**Available data**

PR #3080, opened 2022-08-18
loader,crypto: fix link error for crypto/internal/boring/sig.Standard…

dgryski:
…Crypto

### DIFF
--- a/src/crypto/internal/boring/sig/sig_other.go
+++ b/src/crypto/internal/boring/sig/sig_other.go
@@ -1,0 +1,17 @@
+// Package sig stubs crypto/internal/boring/sig
+package sig
+
+// BoringCrypto indicates that the BoringCrypto module is present.
+func BoringCrypto() {
+
+}
+
+// FIPSOnly indicates that package crypto/tls/fipsonly is present.
+func FIPSOnly() {
+
+}
+
+// StandardCrypto indicates that standard Go crypto is present.
+func StandardCrypto() {
+
+}
--- a/loader/goroot.go
+++ b/loader/goroot.go
@@ -46,7 +46,7 @@ func GetCachedGoroot(config *compileopts.Config) (string, error) {
 	}
 
 	// Find the overrides needed for the goroot.
-	overrides := pathsToOverride(needsSyscallPackage(config.BuildTags()))
+	overrides := pathsToOverride(config.GoMinorVersion, needsSyscallPackage(config.BuildTags()))
 
 	// Resolve the merge links within the goroot.
 	merge, err := listGorootMergeLinks(goroot, tinygoroot, overrides)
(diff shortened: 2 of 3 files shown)


src/crypto/internal/boring/sig/sig_other.go
```diff
@@ -0,0 +1,17 @@
+// Package sig stubs internal/boringcrypto/sig
```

**What you will do**
Among the lines above, find those holding the word "func" and state how many there are, number only.

**Solution to this task**
4